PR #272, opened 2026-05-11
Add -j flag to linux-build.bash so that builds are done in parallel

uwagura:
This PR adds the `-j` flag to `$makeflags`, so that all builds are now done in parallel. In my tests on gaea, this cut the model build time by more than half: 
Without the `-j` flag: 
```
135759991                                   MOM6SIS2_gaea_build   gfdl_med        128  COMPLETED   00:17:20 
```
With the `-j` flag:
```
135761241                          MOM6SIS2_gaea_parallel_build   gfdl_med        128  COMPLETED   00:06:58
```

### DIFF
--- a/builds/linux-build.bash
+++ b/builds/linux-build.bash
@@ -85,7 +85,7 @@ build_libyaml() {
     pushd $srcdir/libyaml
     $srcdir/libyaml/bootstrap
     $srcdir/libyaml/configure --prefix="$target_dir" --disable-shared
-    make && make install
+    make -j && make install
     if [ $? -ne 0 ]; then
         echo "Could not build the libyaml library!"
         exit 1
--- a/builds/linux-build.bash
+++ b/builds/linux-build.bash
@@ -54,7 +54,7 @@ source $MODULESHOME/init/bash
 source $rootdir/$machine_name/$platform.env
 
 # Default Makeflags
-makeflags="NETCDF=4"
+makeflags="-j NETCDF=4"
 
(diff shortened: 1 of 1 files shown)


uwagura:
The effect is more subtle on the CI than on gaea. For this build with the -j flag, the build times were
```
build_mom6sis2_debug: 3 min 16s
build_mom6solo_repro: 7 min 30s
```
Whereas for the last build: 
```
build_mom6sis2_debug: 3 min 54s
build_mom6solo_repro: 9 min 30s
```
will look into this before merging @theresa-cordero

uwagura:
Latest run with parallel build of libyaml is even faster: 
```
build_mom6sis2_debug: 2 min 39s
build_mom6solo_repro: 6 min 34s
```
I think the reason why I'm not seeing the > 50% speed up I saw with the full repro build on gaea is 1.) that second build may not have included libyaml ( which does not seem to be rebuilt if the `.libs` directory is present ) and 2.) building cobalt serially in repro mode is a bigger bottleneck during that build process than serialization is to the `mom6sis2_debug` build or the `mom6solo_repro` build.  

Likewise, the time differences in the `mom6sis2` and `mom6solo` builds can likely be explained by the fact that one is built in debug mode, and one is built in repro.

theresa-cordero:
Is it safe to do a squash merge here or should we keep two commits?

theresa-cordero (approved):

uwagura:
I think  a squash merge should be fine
########
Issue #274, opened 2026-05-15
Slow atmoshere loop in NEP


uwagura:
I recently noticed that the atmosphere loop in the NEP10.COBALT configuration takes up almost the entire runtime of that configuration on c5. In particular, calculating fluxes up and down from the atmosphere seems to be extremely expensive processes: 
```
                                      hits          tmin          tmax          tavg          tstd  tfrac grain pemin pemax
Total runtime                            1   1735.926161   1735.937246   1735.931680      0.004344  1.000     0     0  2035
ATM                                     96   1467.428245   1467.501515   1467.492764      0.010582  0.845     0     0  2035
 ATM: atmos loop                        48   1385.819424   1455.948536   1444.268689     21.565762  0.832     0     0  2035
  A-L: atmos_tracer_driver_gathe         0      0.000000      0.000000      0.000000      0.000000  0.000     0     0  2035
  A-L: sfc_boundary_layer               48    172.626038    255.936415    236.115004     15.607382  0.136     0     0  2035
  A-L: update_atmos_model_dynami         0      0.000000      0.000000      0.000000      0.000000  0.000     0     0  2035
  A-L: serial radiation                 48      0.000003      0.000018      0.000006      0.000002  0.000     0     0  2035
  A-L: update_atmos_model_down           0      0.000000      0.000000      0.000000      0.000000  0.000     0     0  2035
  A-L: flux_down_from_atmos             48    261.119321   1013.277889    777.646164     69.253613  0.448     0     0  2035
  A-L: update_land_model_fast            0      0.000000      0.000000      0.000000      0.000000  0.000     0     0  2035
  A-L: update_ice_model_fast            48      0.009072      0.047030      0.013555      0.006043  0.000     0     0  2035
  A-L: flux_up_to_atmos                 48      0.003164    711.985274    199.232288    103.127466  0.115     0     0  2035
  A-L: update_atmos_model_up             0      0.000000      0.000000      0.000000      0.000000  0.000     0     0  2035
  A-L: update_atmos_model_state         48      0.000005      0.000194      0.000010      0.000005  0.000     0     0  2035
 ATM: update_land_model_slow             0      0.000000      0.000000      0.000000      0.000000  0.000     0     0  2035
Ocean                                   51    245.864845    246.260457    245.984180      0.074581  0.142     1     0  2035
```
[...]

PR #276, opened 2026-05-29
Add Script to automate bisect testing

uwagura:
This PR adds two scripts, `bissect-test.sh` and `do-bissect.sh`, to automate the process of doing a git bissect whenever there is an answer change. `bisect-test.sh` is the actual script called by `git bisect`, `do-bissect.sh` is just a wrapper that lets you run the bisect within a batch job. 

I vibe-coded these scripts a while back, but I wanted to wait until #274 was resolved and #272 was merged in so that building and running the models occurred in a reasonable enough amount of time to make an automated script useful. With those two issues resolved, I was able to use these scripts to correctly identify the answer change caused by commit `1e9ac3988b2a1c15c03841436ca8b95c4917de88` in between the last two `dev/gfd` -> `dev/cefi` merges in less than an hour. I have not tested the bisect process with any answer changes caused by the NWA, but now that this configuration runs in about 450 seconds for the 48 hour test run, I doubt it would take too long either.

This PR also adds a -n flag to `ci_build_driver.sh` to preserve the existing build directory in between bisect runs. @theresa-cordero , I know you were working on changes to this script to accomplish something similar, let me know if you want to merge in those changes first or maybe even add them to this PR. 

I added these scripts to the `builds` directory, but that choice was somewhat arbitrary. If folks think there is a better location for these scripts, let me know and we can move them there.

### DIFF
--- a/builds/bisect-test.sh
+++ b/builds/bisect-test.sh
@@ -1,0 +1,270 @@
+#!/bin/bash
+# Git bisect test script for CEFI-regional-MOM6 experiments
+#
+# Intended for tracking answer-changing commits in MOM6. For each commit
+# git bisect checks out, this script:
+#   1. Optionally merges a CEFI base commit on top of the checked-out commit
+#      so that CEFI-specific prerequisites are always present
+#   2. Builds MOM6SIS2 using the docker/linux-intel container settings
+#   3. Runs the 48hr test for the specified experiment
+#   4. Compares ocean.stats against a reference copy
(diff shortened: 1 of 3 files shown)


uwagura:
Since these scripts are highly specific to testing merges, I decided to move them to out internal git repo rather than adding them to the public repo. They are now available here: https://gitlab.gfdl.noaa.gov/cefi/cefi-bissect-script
########
— WHAT IS BEING ASKED —
List the lines of the entries that include "loop".

— COMPLETED EXERCISE —
Slow atmoshere loop in NEP
I recently noticed that the atmosphere loop in the NEP10.COBALT configuration takes up almost the entire runtime of that configuration on c5. In particular, calculating fluxes up and down from the atmosphere seems to be extremely expensive processes: 
 ATM: atmos loop                        48   1385.819424   1455.948536   1444.268689     21.565762  0.832     0     0  2035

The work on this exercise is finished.